昨日、地中海の、その海の底深く、潜水艦が碇を下ろしたときに、誤って海底ケーブルを切断してしまったらしい。
そのせいで、インド、スリランカ、中東各地におけるインターネットのアクセススピードが「相当にスロー」になっている。いつになったら、復旧するのだろう。
どこの国の潜水艦の仕業かは、記事には書かれていなかった。それにしても、碇で切れてしまうケーブルって、あまりにも軟弱なだと思うのだが、どうだろう。
●貧しき人々が作る、美しい手工芸品を。
上の写真は、刺繍のテーブルクロスとナプキンのセット。ただいまストロベリーシーズン真っ最中のバンガロールにふさわしいデザインだ。
実は昨日、スラム訪問のあとに、ホテルLe Meridienへ立ち寄った。毎週月曜と水曜日、教会の尼さん (Franciscan Sisters)が刺繍製品を販売しているのだ。
インド移住前に、Taj 系列のホテルに宿泊したときにも、この尼さんたちがブースを出していて、その手作りの刺繍製品を買い求めたことがあった。
地方の村やスラムに暮らす女性たちによって作られたこの製品を、チャリティ・ティーパーティでも販売できないものかと思い、相談も兼ねて出かけたのだった。
すでに尼さんたちは、このホテル以外にも、金曜日はWindosorに、火曜日はTaj Residencyに(現在は内装工事中のため販売一時停止中)赴いているとかで、忙しそうである。
従っては、委託販売というのも難しそうなので、ある程度を買い取るという方法になりそうだ。テーブルクロスだけでなく、ナプキンやマット、子供服やエプロンなど、象やクジャク、インドの花々、伝統的な村の光景など、インド的なモチーフを配した質のいい商品ばかりだ。
気に入ったものを多めに買っておいて、プレゼントとして利用するのもいいだろう。
刺繍を見て思い出し、クローゼットから未使用のテーブルリネンセットを引っ張りだした。
右の写真がそれだ。
YAMUNANAGAR WOMEN LEAGUEと呼ばれる慈善団体で作られた刺繍製品だ。
この団体は、アルヴィンドの母方の祖母が、存命中の1955年に設立した非営利団体で、そもそもは孤児院として出発した。
現在は、祖母の義娘にあたるアルヴィンドの伯母のニナと更にニナの義娘であるタヌーが運営している。
孤児院はすでに閉鎖したようだが、低所得者層、貧困層の人々に向けて、職業訓練所を設けたり、英語やヒンディを教えたり、このような手工芸品の制作方法を伝授し、販売したりしているようだ。

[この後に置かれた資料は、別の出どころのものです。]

Issue #4850, opened 2017-04-24
Nfs volume mounts fail silently in the Tether when an incorrect network is attached for pathing to the the NFS server


matthewavery:
#For bug reports, please include the information below:

**VIC version:**

post 1.1 - once pr #4246 is merged

**Deployment details:**

`docker run -it -v nfs-volume:/myData busybox //note the lack of a network option` 

**Steps to reproduce:**

With a valid nfs volume store, Run the above in two separate terminals and touch some files in each container. These files will not show up in the other container. An easier way to check as well is to run the mount command to display active mounts. From there you can note that the desired nfs mount is not present. 

**Actual behavior:**

Mount fails silently and container continues operation without displaying any error to the user. 

**Expected behavior:**

We gracefully handle a failed mount, currently our option is to panic the tether or fail silently. We may want to work out an acceptable solution to reporting back to the user. 

**Logs:**
[nfs-tether-mount-failure.zip](https://github.com/vmware/vic/files/952429/nfs-tether-mount-failure.zip)

mhagen-vmware:
the example given is an easy repro step, but this problem will be seen anytime the nfs share become unreachable due to any number of networking or nfs protocol related issues.

hickeng:
To have the tether fail in a structured manner due to mount failure we need to have @caglar10ur 's restructure work. A core part of that was structured error reporting, which is supposed to go hand-in-hand with pairing errors against Handle elements when we can detect the failure earlier - unfortunately that's part of #3636  work.

The complete hack approach would be to have the mount set the `started` field for the primary session to an error message, then stop the tether.

I suspect we have a middle ground by bringing forwards at least part of the restructure work and making the mount code an extension. That way it can return an error which will trigger tether shutdown. We will still need to add a path for the error reporting however.

Issue #3636, opened 2017-01-18
Portlayer: Interface and structure for port layer components


hickeng:
The port layer components should be presenting common usage patterns across the components.

Should result in:
- [ ] code layout
- [ ] component interfaces - excluding full type definitions
- [ ] interface version mechanisms
- [ ] definition of common port layer supporting services (vmomi gateway)
- [ ] common error returns
- [ ] usage patterns and documentation
- [ ] service & diagnostics mechanism (high level approach, not with per component details)

Notes:
* should allow for components to be co-hosted or separated
* does not encompass REST portion
* should we address other components/functions here such as logging?
* should consider but not be gated by how Pods are created and managed

hickeng:
This ended up being a lot more indepth and inter-related than anticipated. Some pieces could be done now (e.g. the file structure and layout) but would end up changing again as a consequence of the output of this issue.
It may be worth doing regardless so that there's consistency and clarity in the meantime.

PR #6075, opened 2017-08-21
[specific ci=1-44-Docker-CP-Online]return error if nfs volume mount failed

### LINKED ISSUE #5942: Nightly 5-22: NFS simultaneous write to file failed
8/6, build 12979, vSphere 6.5
[5-22-NFS-Volume.zip](https://github.com/vmware/vic/files/1206539/5-22-NFS-Volume.zip)

NFS simultaneous write failed somewhere.  No indication of failures in the logs.  Test 'Simultaneous Container Write to File' during check

emlin:
fixes #5942 

Based on discussion this afternoon with @matthewavery @anchal-agrawal @mhagen-vmware @mdubya66 , we don't want to have nfs volume mount failed silently as described in issue #4850, cause in the case, if user didn't realize the volume is not mounted, and continue to write to the volume store, the data will eventually go to container r/w layer, and after container is gone, the data is lost permanently.

So the decision for 1.2 is that we fail the container if nfs volume mount failed. With this fix, if volume store mount failed in tether, container will quit immediately, and vm is powered off with following error:

```
docker: Error response from daemon: Server error from portlayer: unable to wait for process launch s
Aug 21 2017 22:20:20.581Z INFO  Environment saved in testnfs2/testnfs2.env                           │tatus: container VM has unexpectedly powered off.
```
Do not get back the real error message is because we lack of channel to get tether error from PL, that should be addressed in #4850 in future release.

### DIFF
--- a/lib/tether/tether.go
+++ b/lib/tether/tether.go
@@ -303,11 +303,15 @@ func (t *tether) setMounts() error {
 		switch mountTarget.Source.Scheme {
 		case "label":
 			// this could block indefinitely while waiting for a volume to present
-			t.ops.MountLabel(context.Background(), mountTarget.Source.Path, mountTarget.Path)
-
+			// return error if mount volume failed, to fail container start
+			if err := t.ops.MountLabel(context.Background(), mountTarget.Source.Path, mountTarget.Path); err != nil {
+				return err
+			}
 		case "nfs":
-			t.ops.MountTarget(context.Background(), mountTarget.Source, mountTarget.Path, mountTarget.Mode)
-
+			// return error if mount nfs volume failed, to fail container start, so user knows there is something wrong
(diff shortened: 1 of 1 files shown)


matthewavery:
lgtm - glad this ended up being a simple change :) This is a good fix for us right now. Hopefully we can revisit #4850 and #3636 in the future so that we will be able to propagate an error all the way back to the user.

caglar10ur:
Should we also check the err for the case above?

emlin:
> Should we also check the err for the case above?

I ever checked with @matthewavery for that line, and he said that even if this mount error is not checked, the udev will fail eventually. But I think fail here should be better.

emlin:
no any other change except rebase with master, and remove caglar's code, cause that's already merged to master

caglar10ur:
👍

PR #6077, opened 2017-08-21
Check for power off after kill regardless of startGuestProgram() return

### LINKED ISSUE #5803: Nightly Test 5-6-1- VSAN Simple - container does not exit (InvalidPowerState)
Seen in 6.5: 
[5-6-1-VSAN-Simple.zip](https://github.com/vmware/vic/files/1170573/5-6-1-VSAN-Simple.zip)

screen shot 2017-07-24 at 12 06 43 pm

Initial Thoughts: Is this an issue confirming insecure registries?

sflxn:
If a container VM starts up and we stop it before VC detects the toolbox, startGuestProgram
returns an error 3016 even if the toolbox executed and the VM was powered off.  When this
happens, we try to power off the VM, throwing vSphere into an invalid state transition, which
it needs to recover from.  During this time, we have seen refreshing properties return invalid
powerstate value and prevents us from reading the exit code in portlayer's commit code.

To prevent this, we now wait to see if the container VM powered off after startGuestProgram,
regardless if it returns an error.

Resolves #5803

Fixes #

### DIFF
--- a/lib/portlayer/exec/base.go
+++ b/lib/portlayer/exec/base.go
@@ -248,20 +248,23 @@ func (c *containerBase) kill(ctx context.Context) error {
 	log.Infof("sending kill -%s %s", sig, c.ExecConfig.ID)
 
 	err := c.startGuestProgram(timeout, "kill", sig)
-	if err == nil {
-		log.Infof("waiting %s for %s to power off", wait, c.ExecConfig.ID)
-		err := c.vm.WaitForPowerState(timeout, types.VirtualMachinePowerStatePoweredOff)
-		if err == nil {
-			return nil // VM has powered off
-		}
-
-		if timeout.Err() != nil {
-			log.Warnf("timeout (%s) waiting for %s to power off via SIG%s", wait, c.ExecConfig.ID, sig)
-		}
+	if err == nil && timeout.Err() != nil {
+		log.Warnf("timeout (%s) waiting for %s to power off via SIG%s", wait, c.ExecConfig.ID, sig)
 	}
-
 	if err != nil {
 		log.Warnf("killing %s attempt resulted in: %s", c.ExecConfig.ID, err)
+	}
+
+	// Even if startGuestProgram failed above, it may actually have executed.  If the container came up and then
+	// we kill it before VC gets a chance to detect the toolbox, vSphere can execute the kill but report an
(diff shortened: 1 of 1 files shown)


lib/portlayer/exec/base.go
```diff
@@ -248,22 +248,25 @@ func (c *containerBase) kill(ctx context.Context) error {
...
-		}
+	if err == nil && timeout.Err() != nil {
+		log.Warnf("timeout (%s) waiting for %s to power off via SIG%s", wait, c.ExecConfig.ID, sig)
 	}
-
 	if err != nil {
 		log.Warnf("killing %s attempt resulted in: %s", c.ExecConfig.ID, err)
 	}
 
+	// Even if strtGuestProgram failed above, it may actually have executed.  If the container came up and then
```
dougm: typo "strt" -> "start"

lib/portlayer/exec/base.go
```diff
@@ -248,22 +248,25 @@ func (c *containerBase) kill(ctx context.Context) error {
...
+	// we kill it before VC gets a chance to detect the toolbox, vSphere can execute the kill but report an
+	// error indicating the guest toolbox wasn't found.  If we then try to poweroff, it may throw vSphere into
+	// an invalid transition and will need to recover.  We work around this by waiting on the power state,
+	// regardless of error from startGuestProgram.
+	// https://github.com/vmware/vic/issues/5803
+	log.Infof("waiting %s for %s to power off", wait, c.ExecConfig.ID)
+	err = c.vm.WaitForPowerState(timeout, types.VirtualMachinePowerStatePoweredOff)
```
cgtexmex: I guess I'm not seeing it...but how is this different than before?  If there's no `err` we will `WaitForPowerState` - isn't that what we did before?

cgtexmex: ok..been a long day...I gotcha... :-)

cgtexmex:
LGTM

sflxn:
ping

cgtexmex:
@sflxn you're changing the Kill method, but the particular issue was discovered while calling Stop -- help me to understand how this change would help the current issue?

sflxn:
@cgtexmex @mhagen-vmware Good catch.  I updated the PR by changing line 302 to issue a warning in the logs instead of returning an error from the function shutdown.

PR #6081, opened 2017-08-22
Fix broken H5 Client plugin on vSphere 6.5u1

jooskim:
This PR fixes a customer-found issue where the H5 Client plugin for VIC Engine was not showing up in the H5 Client that ships with the latest release of vSphere (6.5u1). This fix ensures that the plugin is deployed successfully and behaves the same as before on previous builds of vSphere 6.5. It was also tested on a 6.5.0d VCSA instance to ensure backwards compatibility.

It should be noted, however, that there is an internal bug filed against H5 Client that affects the normal operation of the plugin after successful deployment of it. The workaround suggested is to restart the H5 Client service.


jooskim:
@stuclem, feel free to ping me about details on this issue.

このテーブルセットは、以前タヌーにもらっていたものだ。尼さんたちが販売しているものに比べると、少々刺繍の技術が劣るけれど、十分にかわいらしい品である。
ニナもタヌーもデリー在住のため、会う機会は年に数回と少なく、慈善活動についてを話し合ったことは今までなかったのだが、今後機会があれば、アドヴァイスを仰ごうと思う。
そういえば、クリスマスパーティのときに来てくれたバンガロール在住のファミリーフレンドのディピカも、自分が教える生け花のエキシビションで得た収益を、市内の教会にいつも寄付していると言っていた。
自分が動き出してみると、周囲もまた、いかに「恵まれない人々のために動いているか」ということが、見えて来る。この国は、政府の支援が行き届かない一方で、一般人が自ら支援しているケースはとても多い。
インドの富裕層は、いかにも利益を独り占めしているような印象があるのだが、そうでない人は実は少なくないのだということを、自分のごく身近な人々を見ているだけでも感じられる。
●二度目の「おつかい in 香港」は、グレードアップ
スーツケースとは別に持参していた大きなバッグに、たくさんの食料品を詰め込んで、香港出張から帰って来た夫。
出発前、「ショッピングリストを作って」と言われていた。普段は買い物など嫌いなくせに、海外出張時の「おつかい」には、どうにも思い入れがあるのである。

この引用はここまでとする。